Down to the last line, restate the listing below exactly.
======
PR #21481, opened 2021-11-17
[cpp-ipc] Update to 1.0.1

winsoft666:
**Describe the pull request**

- #### What does your PR fix?  
  Update version to 1.0.1

  <linux, windows / osx>, <Yes>

  `Yes`

  <Yes>

### DIFF
--- a/scripts/ci.baseline.txt
+++ b/scripts/ci.baseline.txt
@@ -160,7 +160,6 @@ cppmicroservices:arm-uwp=fail
 cppmicroservices:x64-uwp=fail
 cpp-netlib:arm-uwp=fail
 cpp-netlib:x64-uwp=fail
-cpp-ipc:x64-osx=skip
 cppcoro:x64-linux=fail
 cppcoro:arm-uwp=fail
 cppcoro:x64-uwp=fail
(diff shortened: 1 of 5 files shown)


scripts/ci.baseline.txt
```diff
@@ -160,6 +160,7 @@ cppmicroservices:arm-uwp=fail
 cppmicroservices:x64-uwp=fail
 cpp-netlib:arm-uwp=fail
 cpp-netlib:x64-uwp=fail
+cpp-ipc:x64-osx=skip
```
JonLiu1993, line 163: @winsoft666 ,Thanks for your pr, could you clarify why skip osx triplet？

winsoft666: cpp-ipc is not support macOS

JonLiu1993: We have used supports and vcpkg_fail_port_install(ON_TARGET "OSX") in the vcpkg.json and portfile.cmake files respectively, and in ci.baseline.txt it is not appropriate to indicate that the triplet that Upstream does not support itself, here is more suitable for some Upstream It supports triplet that we skipped because of other failures

JonLiu1993: So I suggest to keep the same as the previous version and delete this line

winsoft666: OK, has deleted.

JonLiu1993 (approved):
======
### Task output
PR #21481, opened 2021-11-17
[cpp-ipc] Update to 1.0.1

winsoft666:
**Describe the pull request**

- #### What does your PR fix?  
  Update version to 1.0.1

  <linux, windows / osx>, <Yes>

  `Yes`

  <Yes>

### DIFF
--- a/scripts/ci.baseline.txt
+++ b/scripts/ci.baseline.txt
@@ -160,7 +160,6 @@ cppmicroservices:arm-uwp=fail
 cppmicroservices:x64-uwp=fail
 cpp-netlib:arm-uwp=fail
 cpp-netlib:x64-uwp=fail
-cpp-ipc:x64-osx=skip
 cppcoro:x64-linux=fail
 cppcoro:arm-uwp=fail
 cppcoro:x64-uwp=fail
(diff shortened: 1 of 5 files shown)


scripts/ci.baseline.txt
```diff
@@ -160,6 +160,7 @@ cppmicroservices:arm-uwp=fail
 cppmicroservices:x64-uwp=fail
 cpp-netlib:arm-uwp=fail
 cpp-netlib:x64-uwp=fail
+cpp-ipc:x64-osx=skip
```
JonLiu1993, line 163: @winsoft666 ,Thanks for your pr, could you clarify why skip osx triplet？

winsoft666: cpp-ipc is not support macOS

JonLiu1993: We have used supports and vcpkg_fail_port_install(ON_TARGET "OSX") in the vcpkg.json and portfile.cmake files respectively, and in ci.baseline.txt it is not appropriate to indicate that the triplet that Upstream does not support itself, here is more suitable for some Upstream It supports triplet that we skipped because of other failures

JonLiu1993: So I suggest to keep the same as the previous version and delete this line

winsoft666: OK, has deleted.

JonLiu1993 (approved):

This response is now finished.